Skipping to the end shouldn’t be a supported “taste” in an mmoRPG, especially with rmt or purchases directly from Blizzard. It’s a toxic mindset that erodes the whole purpose. Sure I could understand someone boosting when there is a wasteland of players leveling legit…or having a friend that wants to carry you in some dungeons because they want you to catch up and play with them…but it seems that is becoming less and less the case, with boosting being an entirely monetary exchange(same with end game GDKPs which also contradict your point on end game tastes).
Honestly, with Blizz’s purpose behind selling boosts to “get friends to play together” they should have just brought back Recruit A Friend, which significantly boosted xp gain and also gave you a mount…then at least people are still running low level content together rather than insta-skipping to end. It seems though that Blizz just took the route of monetizing RaF to allow people to skip directly past content without even needing the added layer of a friend inviting you to the game to do so(making it easier for botters).

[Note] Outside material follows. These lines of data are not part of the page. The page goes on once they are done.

PR #979, opened 2022-11-04
Fixed grpcio version in requirements.txt

samson0v:


helsmore:
@samson0v It looks like the file you've changed, `requirements.txt` in the repo root directory, doesn't get used when building the Docker image (if I've understood the Docker build instructions in the TB docs correctly).

From https://thingsboard.io/docs/iot-gateway/install/docker-installation/#build-local-docker-image:
1. Copy `thingsboard_gateway/` directory to `docker/` directory.
2. Build the Docker image

It seems that because you only copy this single directory from the repo root the Docker build process will end up using `docker/requirements.txt` not `requirements.txt`, this would mean that the change you've just made would not apply to the Docker image build, is that not the case?

What do you think?

cc: @imbeacon

helsmore:
In any case it appears there are some significant differences between `requirements.txt` and `docker/requirements.txt`. It's not clear why there's two different files, you could just delete `docker/requirements.txt` from the repo and copy `requirements.txt` at the same time as the `thingsboard_gateway` directory (whilst preparing for Docker build) unless there's some reason that you need different packages installed when running inside the Docker container compared to other deployment methods.

helsmore:
@imbeacon @samson0v 

Can you have a look at my comments above please? I think either the fix you made changed the wrong file or the docs are misleading.

Many thanks.

samson0v:
@helsmore done.

Issue #986, opened 2022-11-10
[Feature request] MQTT connector: Provide option to send data only on change


devaskim:
**Describe the issue**
At least `Modbus` and `CAN` connectors already [has this options](https://thingsboard.io/docs/iot-gateway/config/modbus/) so there is no need to explain for what it is.

Maybe it would be easier to move existing implementation to separate gateway class and call its API in connectors. @imbeacon  @samson0v what do think about this idea?

devaskim:
@imbeacon @samson0v Thanks for your time!
Please look at [my comment to PR](https://github.com/thingsboard/thingsboard-gateway/pull/991#issuecomment-1313446558)

devaskim:
@imbeacon @samson0v 
I forgot to mention it would be top of the top if such filtering module (shared between all connectors) would persist latest values to database in case of existing `storage` section is enabled. 
I know it is not the same but TB server already has separate database table for latest values. So gateway could go this way too.

devaskim:
@imbeacon @samson0v Please, take a look at #1000 (I am lucky - 1000th PR)

samson0v:
@devaskim see comments #1000

PR #1000, opened 2022-11-17
[Core] Data duplicate detector feature.

devaskim:
Discussion #986

1. `Duplicate detection` is performed after connector has pushed new converted data to gateway 's core module. So `detector` doesn't depend on any connector specificity.
2. By default, `duplicate detection` is disabled.
3. Each time new converted data is received by gateway's core, `detector` checks on `sendDataOnlyOnChange` option in that data.
4. If the option is present and has `false` value, data is not checked on duplicates.
5. If the option is present and has `true` value, data is checked on duplicates.
6. If the option is absent, `detector` asks the connector which has pushed data if `duplicate detection`  is enabled at all **(*)** or for the device - the origin of data.

**(*)** In scope of this work **ONLY** MQTT connector is a bit improved to inform if `duplicate detection` is enabled for this connector. Other connectors will respond that `duplicate detection` is disabled for them. Thus users of other connector should either set `sendDataOnlyOnChange` to `true` in each converted data (in other words, tune theirs converters) or contribute something similar that was done for MQTT connector in this PR.


thingsboard_gateway/connectors/mqtt/json_mqtt_uplink_converter.py
```diff
@@ -13,10 +13,10 @@
 #     limitations under the License.
 
 from re import search
-from time import time
 
 from simplejson import dumps
 
+from thingsboard_gateway.gateway.constants import *
```
samson0v, line 19: It is better to use exactly what you will use (in your case `SEND_ON_CHANGE_PARAMETER`).
`from thingsboard_gateway.gateway.constants import SEND_ON_CHANGE_PARAMETER`

thingsboard_gateway/gateway/tb_gateway_service.py
```diff
@@ -146,6 +147,7 @@ def __init__(self, config_file=None):
         global log
         log = logging.getLogger('service')
         log.info("Gateway starting...")
+        self.__duplicate_detector = DuplicateDetector(self)
```
samson0v, line 150: I think that there is no reason to pass a link to the whole Gateway instance (in DuplicateDetector using only self.__available_connectors)

thingsboard_gateway/connectors/mqtt/mqtt_connector.py
```diff
@@ -22,6 +22,8 @@
 
 import simplejson
 
+from thingsboard_gateway.gateway.constants import *
```
samson0v, line 25: It is better to use exactly what you will use

thingsboard_gateway/gateway/duplicate_detector.py
```diff
@@ -0,0 +1,104 @@
...
+#  #
+#      Unless required by applicable law or agreed to in writing, software
+#      distributed under the License is distributed on an "AS IS" BASIS,
+#      WITHOUT WARRANTIES OR CONDITIONS OF ANY KIND, either express or implied.
+#      See the License for the specific language governing permissions and
+#      limitations under the License.
+
+from logging import getLogger
+
+from thingsboard_gateway.gateway.constants import *
```
samson0v, line 17: It is better to use exactly what you will use

thingsboard_gateway/gateway/duplicate_detector.py
```diff
@@ -0,0 +1,104 @@
...
+        if remaining_attributes_count > 0 or remaining_telemetry_count > 0:
+            log.warning("[%s] '%s' changed attributes %d from %d, changed telemetry %d from %d",
+                        connector_name, device_name,
+                        remaining_attributes_count, remaining_attributes_count + filtered_attributes_count,
+                        remaining_telemetry_count, remaining_telemetry_count + filtered_telemetry_count)
+            to_send[DEVICE_NAME_PARAMETER] = device_name
+            to_send[DEVICE_TYPE_PARAMETER] = new_data[DEVICE_TYPE_PARAMETER]
+            return to_send
+
+        log.warning("[%s] '%s' device data has not been changed", connector_name, device_name)
```
samson0v, line 80: It will be better to use `log.info(...)`

thingsboard_gateway/gateway/duplicate_detector.py
```diff
@@ -0,0 +1,104 @@
...
+                    ts_added = True
+                    remaining_telemetry_count += 1
+                else:
+                    filtered_telemetry_count += 1
+            if ts_added:
+                to_send[TELEMETRY_PARAMETER].append(
+                    {TELEMETRY_TIMESTAMP_PARAMETER: ts, TELEMETRY_VALUES_PARAMETER: ts_values} if ts else ts_values)
+
+        if remaining_attributes_count > 0 or remaining_telemetry_count > 0:
+            log.warning("[%s] '%s' changed attributes %d from %d, changed telemetry %d from %d",
```
samson0v, line 72: It will be better to use `log.debug(...)`

thingsboard_gateway/gateway/duplicate_detector.py
```diff
@@ -0,0 +1,104 @@
...
+
+
+class DuplicateDetector:
+    def __init__(self, connectors_storage):
+        self._connectors_data = {}
+        self._connectors_storage = connectors_storage
+
+    def persist_latest_values(self):
+        # TODO: periodically save latest values if persistent storage is enabled
+        pass
```
samson0v, line 29: raise NotImplementedError

thingsboard_gateway/gateway/duplicate_detector.py
devaskim: Sorry, copy/paste. Maybe `debug`?

samson0v: We get a lot of issues where users don't see if data sending to TB, so I think it is better to see why it is happening without turning on DEBUG level.

thingsboard_gateway/gateway/tb_gateway_service.py
devaskim: ok

thingsboard_gateway/gateway/duplicate_detector.py
devaskim: ok

thingsboard_gateway/gateway/tb_gateway_service.py
devaskim: Well, my way is encapsulated and strongly ensured that duplicate detector get the latest updated list of connector after possible remote updates and some other features what may be added in the future. Agree?

thingsboard_gateway/connectors/mqtt/json_mqtt_uplink_converter.py
devaskim: ok

thingsboard_gateway/gateway/tb_gateway_service.py
samson0v: Yes, but self.__available_connectors is a dict that is a mutable object, so I think it must work too.

thingsboard_gateway/gateway/duplicate_detector.py
devaskim: ok

thingsboard_gateway/gateway/tb_gateway_service.py
devaskim: Done. Please, review again whole PR

samson0v:
@devaskim, I will test your changes

devaskim:
@samson0v what about [previous PR](https://github.com/thingsboard/thingsboard-gateway/pull/991#issuecomment-1318700131) for `sendDataOnlyOnChange`? Will it be reverted?

devaskim:
@samson0v Ok, I just want to ensure that this item is on tracking.

PR #2151, opened 2026-07-27
Fix coil decoding order

### LINKED ISSUE #2146: decode coils return incorrect result
https://github.com/thingsboard/thingsboard-gateway/blob/bbede93b64c676e9e6684f5b29a97ab41b99ca96/thingsboard_gateway/connectors/modbus/bytes_modbus_uplink_converter.py#L284

for coils decoded data, this line of code will fetch the trailing items rather than the leading items. It results in wrong data.

I tried following code to verify the logic:

```
from pymodbus.constants import Endian
from pymodbus.payload import BinaryPayloadDecoder

if __name__ == '__main__':
    objects_count = 2

    byte_order = Endian.LITTLE
    word_order = Endian.BIG

    # mock coils data
    encoded_data = [True, False, False, False, False, False, False, False]

    decoder = BinaryPayloadDecoder.fromCoils(encoded_data, byteorder=byte_order, _wordorder=word_order)
    decoded = decoder.decode_bits()
    decoded_lastbyte = decoder.decode_bits()
    decoded += decoded_lastbyte
    decoded = decoded[len(decoded) - objects_count:]
    print('result: ', decoded)  # it prints [False, True], not [True, False]
```

after investigating, this issue is caused by the reverse of bits in the BinaryPayloadDecoder.fromCoils(). 

Image

By design, the original bits in ReadCoilsResponse is in the same order as the actual coils. when creating decoder, the code is supposed to pack the bits to bytes in the reversed order and at last at decoding stage, read the bits back reversely again. so first right order(response bits) -> reverse order(decoder packing) -> reversed reverse order = right order(decode) will return correct result. However, in the BinaryPayloadDecoder.fromCoils() method, it reverses the original coils bits prior to packing it into bytes. So the processing sequence become: original bits(coils bits) -> reversed bits(from coils) -> reversed reversed bits = original bits(packing) -> reversed bits(decode). And then, the code fetches the bits from beginning, resulting incorrectly bit value:

        if lower_type in ['bit', 'bits']:
            decoded = decoder_functions[lower_type]()
            decoded_lastbyte = decoder_functions[lower_type]()
            decoded += decoded_lastbyte
            decoded = decoded[len(decoded)-objects_count:]

Jerry2661:
## SUMMARY
- preserve the leading coil bits when limiting decoded values to 'objectsCount'
- add a regression test for the reported bit-order case

Fixes #2146

## TESTING
- added 'test_decode_coils_preserves_leading_bit_order'
- not run locally; changes were made through the GitHub web editor

### DIFF
--- a/tests/unit/converters/modbus/test_bytes_modbus_uplink_converter.py
+++ b/tests/unit/converters/modbus/test_bytes_modbus_uplink_converter.py
@@ -214,6 +214,22 @@ class ModbusConverterTests(BaseUnitTest):
         result = converter.convert(test_modbus_convert_config, test_modbus_body_to_convert)
         self.assertDictEqual(result, test_modbus_result)
 
+    def test_decode_coils_preserves_leading_bit_order(self):
+        converter = object.__new__(BytesModbusUplinkConverter)
+        config = {
+            "functionCode": 1,
+            "type": "bits",
+            "objectsCount": 2,
+        }
+        encoded_data = [True, False, False, False, False, False, False, False]
+        result = converter.decode_data(
+            encoded_data,
+            config,
+            Endian.LITTLE,
+            Endian.BIG,
+        )
+        self.assertEqual([True, False], result)
+
 
 if __name__ == '__main__':
     unittest.main()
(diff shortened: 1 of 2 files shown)


samson0v:
Hi @Jerry2661, thanks for your contribution!
Unfortunately, the test failed:
```
Expected :[True, False]
Actual   :[False, False]
```

Please fix your PR, and I will merge it.

PR #2152, opened 2026-07-28
Unpin Python "packaging"

mschwan-phytec:
Do not pin the Python library "packaging" to an old version anymore. Newer versions do not seem to contain any incompatibilities.

Pinning also blocks thingsboard-gateway from using the system-wide installed packaging library. This is relevant for e.g. embedded platforms, natively installing thingsboard-gateway and its dependencies.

I like to pvp. That’s it. Leveling up is just something I do in order to actually do what I want, max-level pvp. Maybe the first few times it’s enjoyable but after you’ve leveled 89264293 characters it can get kind of tedious and boring.
This isn’t very difficult to understand.
Maybe if quests were more pvp oriented like: sneak into stormwind and kill any max level gnome or bring back the ear of x player who is ganking in hellfire peninsula, etc. But no, leveling is just doing the same quests over and over again in different places (collect 10 of those, kill 15 of these, bring back this guy’s head, etc).